I was first told about this place when it had many more locos on site, These are the photographs after the big scrappage of them all.

After passing various warning signs and keeping an eye on the National Rail van parked in the yard myself & my girlfriend had a free roam of the place for the next 30/40 minutes.

Built in 1957 Thornaby TMD was used for the upkeep and maintenance of diesel locos along with small office blocks and sadly a roundhouse which was demolished a number of years ago. It was closed in 2008 because of the decline and need for TMD’s and the reliability of newer trains.

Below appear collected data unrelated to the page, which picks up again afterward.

PR #4185, opened 2022-07-11
[Testing] Add integration tests to verify EFA using fabtests

gmarciani:
### Description of changes
Add integration tests to verify EFA using [fabtests](https://github.com/ofiwg/libfabric/tree/main/fabtests), which is the official  integration testing suite for libfabric.

The minimum subset of valuable tests considered in this change has been suggested by EFA engineer.

### Tests
1. Tests launched locally succeeded with instances c5n.9xlarge (cannot use p4d.24xlarge)
2. Tests will be verified with p4d.24xlarge on dev pipeline

### DIFF
--- a/tests/integration-tests/tests/efa/test_fabric.py
+++ b/tests/integration-tests/tests/efa/test_fabric.py
@@ -1,0 +1,110 @@
+# Copyright 2022 Amazon.com, Inc. or its affiliates. All Rights Reserved.
+#
+# Licensed under the Apache License, Version 2.0 (the "License").
+# You may not use this file except in compliance with the License.
+# A copy of the License is located at
+#
+# http://aws.amazon.com/apache2.0/
+#
+# or in the "LICENSE.txt" file accompanying this file.
+# This file is distributed on an "AS IS" BASIS, WITHOUT WARRANTIES OR CONDITIONS OF ANY KIND, express or implied.
+# See the License for the specific language governing permissions and limitations under the License.
+import logging
+
+import boto3
+import xmltodict
+from assertpy import assert_that
+from remote_command_executor import RemoteCommandExecutor
+
+from tests.common.assertions import assert_no_errors_in_logs
+from tests.common.utils import run_system_analyzer
+from tests.performance_tests.common import read_remote_file, wait_process_completion
+
+FABTESTS_BASIC_TESTS = ["rdm_tagged_bw", "rdm_tagged_pingpong"]
+
+FABTESTS_GDRCOPY_TESTS = ["runt"]
+
+
+def test_fabric(
+    os,
+    region,
+    scheduler,
+    instance,
+    pcluster_config_reader,
+    clusters_factory,
+    test_datadir,
+    scheduler_commands_factory,
+    request,
+    s3_bucket_factory,
+):
+    """
+    Test tha EFA is working according to Fabtests, that is the official libfabric test suite.
+    See https://github.com/ofiwg/libfabric/tree/main/fabtests
+    """
+
+    # Bootstrap script to use p4d targeted ODCR
+    bucket_name = ""
+    if instance == "p4d.24xlarge":
+        bucket_name = s3_bucket_factory()
+        bucket = boto3.resource("s3", region_name=region).Bucket(bucket_name)
+        bucket.upload_file(str(test_datadir / "run_instance_override.sh"), "run_instance_override.sh")
+
+    cluster_config = pcluster_config_reader(
+        bucket_name=bucket_name,
+    )
+    cluster = clusters_factory(cluster_config)
+    remote_command_executor = RemoteCommandExecutor(cluster)
+
+    run_system_analyzer(cluster, scheduler_commands_factory, request, partition="q1")
+
+    fabtests_report = _execute_fabtests(remote_command_executor, test_datadir, instance)
+
+    num_tests = int(fabtests_report.get("testsuites", {}).get("testsuite", {}).get("@tests", None))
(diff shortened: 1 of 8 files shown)


tests/integration-tests/tests/efa/test_fabric.py
```diff
@@ -0,0 +1,105 @@
...
+    s3_bucket_factory,
+):
+    """
+    Test tha EFA is working according to Fabtests, that is the official libfabric test suite.
+    See https://github.com/ofiwg/libfabric/tree/main/fabtests
+    """
+
+    # Bootstrap script to use p4d targeted ODCR
+    bucket_name = ""
+    if instance == "p4d.24xlarge":
```
enrico-usai, line 47: in future we could have an auto-use fixture to check instance type and perform this upload when using p4d

tests/integration-tests/tests/efa/test_fabric.py
```diff
@@ -0,0 +1,105 @@
...
+    )
+    cluster = clusters_factory(cluster_config)
+    remote_command_executor = RemoteCommandExecutor(cluster)
+
+    run_system_analyzer(cluster, scheduler_commands_factory, request, partition="q1")
+
+    fabtests_report = _execute_fabtests(remote_command_executor, test_datadir, instance)
+
+    num_tests = int(fabtests_report["testsuites"]["testsuite"]["@tests"])
+    num_failures = int(fabtests_report["testsuites"]["testsuite"]["@failures"])
```
enrico-usai: minor: I'd use `get` with a default value, otherwise let's catch KeyError.

tests/integration-tests/tests/efa/test_fabric.py
```diff
@@ -0,0 +1,105 @@
...
+        bucket_name=bucket_name,
+    )
+    cluster = clusters_factory(cluster_config)
+    remote_command_executor = RemoteCommandExecutor(cluster)
+
+    run_system_analyzer(cluster, scheduler_commands_factory, request, partition="q1")
+
+    fabtests_report = _execute_fabtests(remote_command_executor, test_datadir, instance)
+
+    num_tests = int(fabtests_report["testsuites"]["testsuite"]["@tests"])
```
enrico-usai: minor: it would be useful to have an example of the structure of the report we're parsing. In this way if in future the output changes we know what to change here.

tests/integration-tests/tests/efa/test_fabric/test_fabric/run-fabtests.sh
```diff
@@ -0,0 +1,54 @@
...
+mkdir -p $(dirname $LOG_FILE)
+mkdir -p $(dirname $REPORT_FILE)
+
+python3 $FABTESTS_RUNNER \
+  -b efa \
+  -p "$FABTESTS_BIN_DIR" \
+  --expression "$TEST_EXPRESSION" \
+  --timeout $FABTESTS_TIMEOUT \
+  --junit-xml $REPORT_FILE \
+  $TEST_ENVIRONMENT_OPTIONS $COMPUTE_IP_1 $COMPUTE_IP_2 > $LOG_FILE 2>&1 &
```
enrico-usai: TEST_ENVIRONMENT_OPTIONS is not defined. See final "S"

enrico-usai: We have a ShellCheck GitHub action that should discover this issues, could you check why it's not finding them? maybe we are not parsing all the folders.

tests/integration-tests/tests/efa/test_fabric.py
gmarciani: You're right. Tracked in our backlog.

tests/integration-tests/tests/efa/test_fabric.py
gmarciani: I'll go with a catch because there is no meaningful default to use

gmarciani: Will got with get+assertion of the presence of the required fields. Thanks

tests/integration-tests/tests/efa/test_fabric.py
gmarciani: I generally agree with you but in this specific case the report schema is so big that it may not be worth it.

tests/integration-tests/tests/efa/test_fabric/test_fabric/run-fabtests.sh
gmarciani: Good catch! And I did not discover it with my manual tests because when not running on p4d the absence of that variable is not impactful. Fix in the next rev.

gmarciani: The file is included and considered for ShellCheck inspection.
Nevertheless our ShellCheck action did not discover it because:
1. ShellCheck does not consider an undefined variable as an error, but as a warning (verified locally that it would have been able to detect it as a warning)
2. We execute ShellCheck with the error level filter `-S error`

enrico-usai: ok I'd say we should change it to warning, but this is another task.

enrico-usai (approved):

tests/integration-tests/tests/efa/test_fabric/test_fabric/run-fabtests.sh
gmarciani: I agree, tracked in our backlog

PR #4191, opened 2022-07-12
Improve ExistingFsxNetworkingValidator Validator

hanwen-pcluste:
1. Only display one error message if multiple ports of a single file system are absent
2. Improve the validator to check UDP protocol when necessary. This was not implementated because we had no time
3. Refactor the code avoid function too complex code linters error

### Tests
Tests in config/pcluster3.yaml have been passed
Manually tested the validator works as expected when the ports are not completed

### Checklist

### DIFF
--- a/cli/src/pcluster/config/cluster_config.py
+++ b/cli/src/pcluster/config/cluster_config.py
@@ -1221,27 +1221,28 @@ class BaseClusterConfig(Resource):
                 resource_name="Shared Storage IDs",
             )
 
-            existing_fsx = []
+            existing_fsx = set()
             for storage in self.shared_storage:
                 self._register_validator(SharedStorageNameValidator, name=storage.name)
                 self._register_validator(SharedStorageMountDirValidator, mount_dir=storage.mount_dir)
-                if isinstance(storage, BaseSharedFsx):
+                if isinstance(storage, SharedFsxLustre):
                     if storage.file_system_id:
                         existing_storage_count["fsx"] += 1
-                        existing_fsx.append(storage.file_system_id)
+                        existing_fsx.add(storage.file_system_id)
                     else:
                         new_storage_count["fsx"] += 1
                     self._register_validator(
                         FsxArchitectureOsValidator, architecture=self.head_node.architecture, os=self.image.os
                     )
-                if isinstance(storage, (ExistingFsxOpenZfs, ExistingFsxOntap)):
-                    existing_fsx.append(storage.file_system_id)
-                if isinstance(storage, SharedEbs):
+                elif isinstance(storage, (ExistingFsxOpenZfs, ExistingFsxOntap)):
+                    existing_storage_count["fsx"] += 1
+                    existing_fsx.add(storage.file_system_id)
+                elif isinstance(storage, SharedEbs):
                     if storage.raid:
                         new_storage_count["raid"] += 1
                     else:
                         ebs_count += 1
-                if isinstance(storage, SharedEfs):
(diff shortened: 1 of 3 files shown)


cli/src/pcluster/validators/cluster_validators.py
```diff
@@ -438,9 +440,16 @@ def _check_sg_rules_for_port(rule, port_to_check):
     # if ip_protocol is -1, all ports are allowed
     if ip_protocol == "-1":
         return True
-    # tcp == protocol 6,
-    # if the ip_protocol is tcp, from_port and to_port must >= 0 and <= 65535
-    if (ip_protocol in ["tcp", "6"]) and (from_port <= port_to_check <= to_port):
+    # Add protocol number in addition to the protocol name
+    if protocol == "tcp":
+        expected_protocol = [protocol, "6"]
```
gmarciani, line 445: Why do we need these magic numbers: 6 and 17? Who is in control of these numbers? Could these numbers be dynamically retrieved to avoid tech debts?

cli/src/pcluster/validators/cluster_validators.py
```diff
@@ -505,23 +514,40 @@ def _check_file_systems(self, are_all_security_groups_customized, file_systems,
...
+        missing_ports = []
+        for port in ports:
+            fs_access = False
+            for network_interface in network_interfaces:
+                # Get list of security group IDs
+                sg_ids = [sg.get("GroupId") for sg in network_interface.get("Groups")]
+                if _check_in_out_access(
+                    sg_ids,
+                    port=port,
+                    is_cidr_optional=are_all_security_groups_customized,
```
gmarciani, line 542: Why `is_cidr_optional=are_all_security_groups_customized`? I don't get why the CIDR is optional when all SGs are customized.

cli/src/pcluster/validators/cluster_validators.py
hanwen-pcluste: According to the [boto3 doc](https://boto3.amazonaws.com/v1/documentation/api/latest/reference/services/ec2.html#EC2.Client.describe_security_groups), Either the string or the number is included in the boto3 result.

To make it dynamically, we need to include a Python dependencies https://pypi.org/project/sockets/. I believe we don't want to include the dependencies just for these numbers?

gmarciani: For sure we don't want a new external deps. LEt's go with the proposed solution. thanks

cli/src/pcluster/validators/cluster_validators.py
hanwen-pcluste: If all security groups are customized, CIDR specification is not required. Because custom security groups can allow traffics by specifying security group id of themselves or others.
On the contrary, if cluster nodes use ParallelCluster managed security group, the security groups of the file system has to have CIDR specification to enable traffics from the file system to the nodes

cli/src/pcluster/config/cluster_config.py
```diff
@@ -1254,7 +1255,7 @@ def _register_storage_validators(self):
                         new_storage_count["efs"] += 1
             self._register_validator(
                 ExistingFsxNetworkingValidator,
```
gmarciani, line 1257: Minor: Please keep track in our backlog that we must cover these kind of changes in unit tests like `test_validators_are_called_with_correct_argument` to be sure that expected validators are called with the correct arguments

gmarciani (approved):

The Stockton International Riverside Festival was on over the weekend too...











Cheers, Gone...​


----------



## hydealfred (Aug 9, 2010)

Thats a sad looking Class 08 shunter there. Wonder what will happen to it.


----------



## Incognito (Aug 10, 2010)

looks an interesting site, that handbrake wheel looks a little on the flimsy side though lol


----------



## Simon-G (Sep 18, 2010)

I would have soooo love to visit this site thanks for the pics and report


----------



## KooK. (Sep 19, 2010)

Great pics gone, would love to visit this site.


----------



## Foxylady (Sep 19, 2010)

Looks like a good place for a leisurely mooch. Interesting site.


----------



## nij4829 (Sep 19, 2010)

I think the next time I am visiting family that way I might have a visit.
Cheers for the pics and the idea Gone


----------